«Contra mim», por Valter Hugo Mãe

A minha profunda admiração por Valter Hugo Mãe vai muito além da sua obra escrita. Ouvi-lo, à semelhança de lê-lo, é para mim um deleite. Acompanhar a sua voz, dicção e pronúncia funciona como um exercício de relaxamento para mim. Gosto de ouvi-lo em entrevistas e podcasts, em conversas mais ou menos informais, onde se dá a conhecer enquanto Homem. É alguém por quem nutro uma admiração mesclada de carinho. Comove-me a sua poesia falada e a escolha de palavras que pontuam as suas narrativas de ritmos melódicos e pacificadores.

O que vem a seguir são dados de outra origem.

PR #1729, opened 2026-08-31
Add leakage-safe k-sparse probing over activation tensors

lorenzozanee:
# Description

Please include a summary of the change and which issue is fixed. Please also include relevant motivation and context. List any dependencies that are required for this change.

Fixes 1728

TransformerLens exposed activations but had no maintained k-sparse probing primitive, so leakage-prone splitting and selection were rebuilt per experiment. This adds a leakage-safe, model-free probe that fixes a single stratified split before any learned statistic and reports held-out F1 with deterministic controls.

## Type of change

Please delete options that are not relevant.

- [ ] Bug fix (non-breaking change which fixes an issue)
- [ ] New feature (non-breaking change which adds functionality)
- [ ] Breaking change (fix or feature that would cause existing functionality to not work as expected)
- [ ] This change requires a documentation update

### Screenshots

Please attach before and after screenshots of the change if applicable.

No visual change.

# Checklist:

- [ ] I have commented my code, particularly in hard-to-understand areas
- [ ] I have made corresponding changes to the documentation
- [ ] My changes generate no new warnings
- [ ] I have added tests that prove my fix is effective or that my feature works
- [ ] New and existing unit tests pass locally with my changes
- [ ] I have not rewritten tests relating to key interfaces which would affect backward compatibility

Reviewers: @jlarson4 @c03d5103 @9a793522

PR #1749, opened 2026-09-05
feat(jacobian_lens): add dynamic J-space coordinate-patch hooks

### LINKED ISSUE #1746: `JacobianLens.swap_hooks` re-reads live coordinates, causing odd/even cancellation across layer bands

### LINKED ISSUE #1748: [Proposal] Dynamic hooks for J-space coordinate patching
---

### Proposal

Add `JacobianLens.coordinate_patch_hooks(...)`, a forward-hook variant of the offline
`coordinate_patch(...)` primitive shipped in #1741, so an anchored J-space coordinate edit can run
live inside `model.run_with_hooks(...)` / `model.generate(...)` instead of only on one
already-captured activation.

**Suggested labels:** `enhancement`, `complexity-moderate`, `TransformerBridge`
cc @jlarson4 (following the review lineage from #1739 / #1741)

---

### Motivation

This follows the Jacobian-Lens proposal (#1505), the sparse-decomposition follow-up (#1539), the
merged decomposition implementation (#1596), and the merged offline coordinate-patching primitive
(#1739 / PR #1741).

`JacobianLens.coordinate_patch(...)` edits one already-captured activation offline and returns a
report-only `CoordinatePatch`; it installs no forward hooks. #1739 deferred a hooked variant to a
separate follow-up for a concrete reason: each hooked position would otherwise require its own
vocabulary-scale sparse decomposition (`get_sparse_decomposition` scans the full lens dictionary)
fired live during the forward pass — "do not hide the cost behind a convenient API."

The gap that leaves: researchers cannot study how a patched coordinate propagates through the rest
of a forward pass, and cannot patch during `model.generate(...)` or any multi-token pass. They must
manually re-capture, patch, and re-inject activations outside the hook system. This issue tracks
closing that gap by wrapping the existing primitive as a forward hook, while making the
per-position cost explicit rather than silent.

---

### Proposed semantics

Given a forward-pass residual chunk `activations` of shape `[batch, num_positions, d_model]` at a
requested layer, for every `(batch_idx, position)` pair the hook body:

1. Slices that pair's activation `x`.
2. Reuses a validated `JSpaceDecomposition` from `decomposition_cache[(layer, batch_idx, position)]`
   if present; otherwise runs `get_sparse_decomposition(x, dictionary, k, ...)` once and stores it.
3. Calls `solve_coordinate_patch(x, dictionary, source_idx, target_idx, decomposition=..., mode=...,
   alpha=...)` — the exact PR1 primitive — to anchor-edit only the source/target coordinates while
   holding every other recovered coordinate and the residual fixed.
4. Writes that pair's `patched` activation back into the requested slice; untouched positions pass
   through unchanged.

A source concept active in one pair never affects another pair: each pair gets its own independent
decomposition and edit, matching the anchored, per-pair contract of the underlying primitive.

---

### API sketch

Model-free core (Commit 1, in `jacobian_lens_coordinate_patch.py`):

```python
def solve_coordinate_patch_positions(
    activations: torch.Tensor,                # [batch, num_positions, d_model]
    dictionary: torch.Tensor,
    position_labels: Sequence[int],           # real sequence position per column; keys the cache
    source_idx: int,
    target_idx: int,
    *,
    layer: int,
    decomposition_cache: Optional[MutableMapping[Tuple[int, int, int], JSpaceDecomposition]] = None,
    k: int = DEFAULT_K,
    mode: str = "substitute",
    alpha: float = 1.0,
    algorithm: str = "nonnegative_orthogonal_matching_pursuit",
) -> Tuple[torch.Tensor, Dict[Tuple[int, int, int], CoordinatePatch]]:
```

Loops `solve_coordinate_patch(...)` over every `(batch_idx, position)` pair — never once per
position shared across the batch — and returns `(patched, patches)` where `patches` maps
`(layer, batch_idx, position)` to that pair's full `CoordinatePatch`.

Bridge wrapper (Commit 2b, in `jacobian_lens.py`):

```python
def coordinate_patch_hooks(
    self,
    model: Any,
    source_token: TokenInput,
    target_token: TokenInput,
    layers: Sequence[int],
    *,
    positions: Sequence[int],                 # required — no "defaults to all"
    decomposition_cache: Optional[MutableMapping[Tuple[int, int, int], JSpaceDecomposition]] = None,
    k: int = DEFAULT_K,
    mode: str = "substitute",
    alpha: float = 1.0,
    algorithm: str = "nonnegative_orthogonal_matching_pursuit",
) -> List[Tuple[str, Any]]:
```

Resolves token inputs and layers exactly like `coordinate_patch(...)`, then builds one forward hook
per layer at `_resid_post_hook_name(layer)` = `blocks.{layer}.hook_out`, following the same eager
dictionary-build pattern `swap_hooks` already uses. Returns `[(hook_name, fn), ...]` for
`model.hooks(fwd_hooks=...)` / `run_with_hooks(...)`.

Two departures from `swap_hooks`, both deliberate:

1. **`positions` is required**, not defaulted to all. `swap_hooks` defaults to all positions because
   its transform is a cheap closed-form pseudoinverse over a fixed 2-vector basis; coordinate
   patching's transform is a full sparse solve per position, so a silent full-sequence default would
   be a cost trap the codebase elsewhere warns against explicitly.
2. **Optional caller-owned `decomposition_cache`** keyed `(layer, batch_idx, position)`. When a
   caller re-runs the same activation repeatedly (e.g. an interactive causal-tracing loop holding the
   prompt fixed while varying `alpha` or `mode`), a cache hit skips the vocabulary-scale scan and
   reuses the strict-compatibility path already validated in `solve_coordinate_patch`; a miss solves
   and stores. Purely a performance path — a cache hit and a fresh solve produce an identical patch.

---

### Correctness contract

- `alpha=0` is an exact no-op, position by position.
- Only the requested `(layer, position)` entries change; every other position in the forward pass is
  bit-identical to an un-hooked run.
- Oracle parity: the patched activation at a given position matches an offline `coordinate_patch(...)`
  call on that position's pre-hook activation.
- Each `(batch_idx, position)` pair is decomposed and edited independently — batch rows do not share
  a support.
- If `source_token` is inactive at **any** pair touched by a hook firing, the whole forward pass
  raises (fail-fast; see decision 2), rather than silently patching a subset.
- `positions` must be non-empty; `source_token` and `target_token` must resolve to distinct ids.
- Inputs are not mutated; the output preserves the decomposition module's float32 compute convention
  and device (it does not promise the activation's original storage dtype).
- The conditioning and near-parallel warnings from `solve_coordinate_patch` still fire from inside
  the hook, per pair, exactly as they would offline — never swallowed or re-wrapped.

---

### Design decisions (pinned; maintainer sign-off requested on 2 and 3)

1. **Batch handling — settled by construction.** Loop `(batch_idx, position)` pairs explicitly and
   solve once per pair, never once per position shared across the batch: two batch rows can have
   different active supports. Required correctness, not a style choice.
2. **Fail-fast on any inactive source (needs sign-off).** If `source_idx` is inactive at any one
   `(batch, position)` pair touched by a hook firing, `solve_coordinate_patch`'s existing
   `ValueError: "... is not in the decomposition's active support"` propagates out of the whole
   forward pass. There is no `try/except` around the per-pair loop, so nothing is a partial write.
   The alternative — skip that pair with a warning and copy the row through unedited — is a two-line
   change if preferred. Fail-fast is recommended: a silently partial intervention is a worse failure
   mode than a loud error. But it changes ergonomics for batched prompts where not every prompt has
   the source concept active, so it warrants explicit sign-off.
3. **`decomposition_cache` is caller-owned (needs sign-off).** A plain dict (any `MutableMapping`) the
   caller passes in and can inspect, not a `JacobianLens` attribute — matching `CoordinatePatch`'s
   report-only, no-retained-state design.
4. **Warning timing.** One `UserWarning` per call at hook-construction time, naming
   `len(layers) x len(positions)` — not a per-position warning (that would spam), and not an attempt
   to report the exact number of live (non-cache-hit) solves, which is only known at forward time.
   This is the plan's own call, flagged for review.

---

### Relationship to #1746 / #1747

Many thanks to the authors of #1746 and #1747 for the careful write-up there — it's a useful
reference for this section. #1746 reports that `swap_hooks` re-reads *live* lens coordinates at
every hooked layer, which makes a multi-layer swap band involutive (odd/even cancellation); #1747
proposes a separate clean-coordinate clamp for J-lens swaps to address that. `coordinate_patch_hooks`
shares the structural property of re-decomposing the live activation per layer, so we'd expect a
multi-layer install to compound across the band in a similar way — but since a `substitute` patch is
not an involution, it should not exhibit the exact cancellation #1746 describes. We'd welcome a
clean-coordinate clamp variant of coordinate patching as a follow-up if the multi-layer concern turns
out to be material in practice; we've left it out of scope for this issue. To be clear, this work
does not fix or depend on #1746 / #1747 — we just want to flag that both areas touch
`jacobian_lens.py`, the `__init__.py` exports, and `jacobian_lens_fitting.md`, so whichever lands
second will need a small mechanical rebase

---

### Proposed repository changes

- New model-free core `solve_coordinate_patch_positions(...)` in
  `transformer_lens/tools/analysis/jacobian_lens_coordinate_patch.py`.
- Additive `JacobianLens.coordinate_patch_hooks(...)` in
  `transformer_lens/tools/analysis/jacobian_lens.py` (no change to `swap_hooks` / `coordinate_patch`).
- Export `solve_coordinate_patch_positions` from `transformer_lens/tools/analysis/__init__.py`.
- Extract the shared `_ToyBridge` test fixture into `tests/unit/tools/conftest.py` (mechanical, no
  behavior change) so a new hook-test file can reuse it.
- New model-free unit tests, a dedicated wrapper test file
  (`tests/unit/tools/test_jacobian_lens_coordinate_patch_hooks.py`, not folded into the already-large
  `test_jacobian_lens.py`), and one cached-model integration invariant test.
- Short docs in `jacobian_lens_fitting.md`: cost model, required `positions`, cache semantics,
  fail-fast behavior.

---

### Non-goals

- Arbitrary multi-slot permutations (already out of scope for the primitive).
- Any behavioral / causal-swap benchmark (separate follow-up, PR3).
- HookedTransformer support (separate follow-up, PR4).
- A clean-coordinate clamp variant of coordinate patching (candidate future PR; see above).
- Claims that a successful intervention proves unique causal mediation.

---

### Validation

Unit tests use exact planted dictionaries with analytic expected patches; integration tests assert
algebraic invariants only (`alpha=0` no-op end-to-end, unedited positions bit-identical through a
real `run_with_hooks` pass) — not behavioral success rates or token-flip claims, per PR1's own policy
against behavior-dependent assertions. Cache-hit and fresh-solve paths are checked to produce
identical patches. Full formatting, typing, unit, and integration surfaces run before submission.

---

### Checklist

- [x] Confirm no competing open issue/PR for dynamic coordinate-patch hooks
- [ ] Maintainer sign-off on design decisions 2 (fail-fast vs. skip-with-warning) and 3
      (caller-owned `decomposition_cache`).

---

janmenjayap:
---

### Summary

Adds `JacobianLens.coordinate_patch_hooks(...)`, a forward-hook variant of the offline
`coordinate_patch(...)` primitive shipped in #1741, so an anchored J-space coordinate edit can run
live inside `model.run_with_hooks(...)` / `model.generate(...)` instead of only on one
already-captured activation.

Underneath, a new model-free core function, `solve_coordinate_patch_positions(...)`, loops
`solve_coordinate_patch(...)` over every `(batch_idx, position)` pair in a `[batch, num_positions,
d_model]` chunk, with an optional caller-owned decomposition cache keyed `(layer, batch_idx,
position)`. `coordinate_patch_hooks(...)` is a thin wrapper that builds one forward hook per layer —
following the same `_resid_post_hook_name` / eager dictionary-build pattern as `swap_hooks` — whose
hook body slices the requested positions, calls the core loop, and writes the result back.

This is PR2 of the plan tracked by the companion issue. Arbitrary multi-slot permutations, a
causal-swap benchmark, and HookedTransformer support remain explicitly deferred (PR3/PR4).

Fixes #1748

"Estamos sempre à procura das nossas grandes crianças. Essas que começámos por ser e que se tornam paulatinamente inacessíveis, como irreais e até proibidas. (…) A criança que não regressa é uma falta de saúde do tempo. Uma enfermidade que aguarda de qualquer maneira."




Por ouvi-lo com alguma frequência, li este «Contra Mim», um livro autobiográfico, com a sua voz de fundo. O meu cérebro foi produzindo a sua voz na minha cabeça, entoando as frases e palavras da forma como acredita que o Valter o faria. Este pequeno (grande) detalhe tornou esta experiência de leitura única. De facto, é um livro especial, íntimo. O escritor ganha vida enquanto pessoa e o meu fascínio por esta personagem aumenta.


“Ando, a vida inteira, sobretudo à caça de satisfação para uma angústia constante que se prende a tudo, a ter e não ter, sentir que nunca nada está completo, que nunca tempo algum é suficiente. Falta-me tempo, quero mais, e quero gente e quero corresponder, pertencer genuinamente a cada lugar e melhorar os lugares e melhorar tudo, e ser um pouco feliz no meio de tanta coisa, tanta coisa que nem entendo, não chego a conhecer, não sou sequer inteligente o bastante para as aventuras todas. E digo angústia porque fica no ar um lado mais existencial e filosófico do que a constatação sempre tão violenta da tristeza, alguma tristeza, e a vida faz-se de andar entre alguma tristeza e procurar saída.”


O autor abre-nos a porta de acesso à sua infância, contando-nos as suas experiências emocionais de menino cujo nascimento sucede o falecimento do seu irmão Casimiro, que morreu contando apenas um ano. Este «menino horizontal» fantasmou o seu imaginário de criança, guiando a sua conduta e pensamento. Ao longo do livro, Valter guia-nos pelas suas angústias pautadas por uma pureza e ingenuidade só encontradas na infância. Mesmo menino, o autor era profundo, sofredor, intenso: poeta.

Aconselho vivamente a leitura deste belíssimo retrato autobiográfico do jovem Valter. É um livro que não se lê somente – sente-se. 

“Não cresci para ser, cresci para saber que alguém seria.”

Obrigada, Valter, por mais este presente em forma de livro.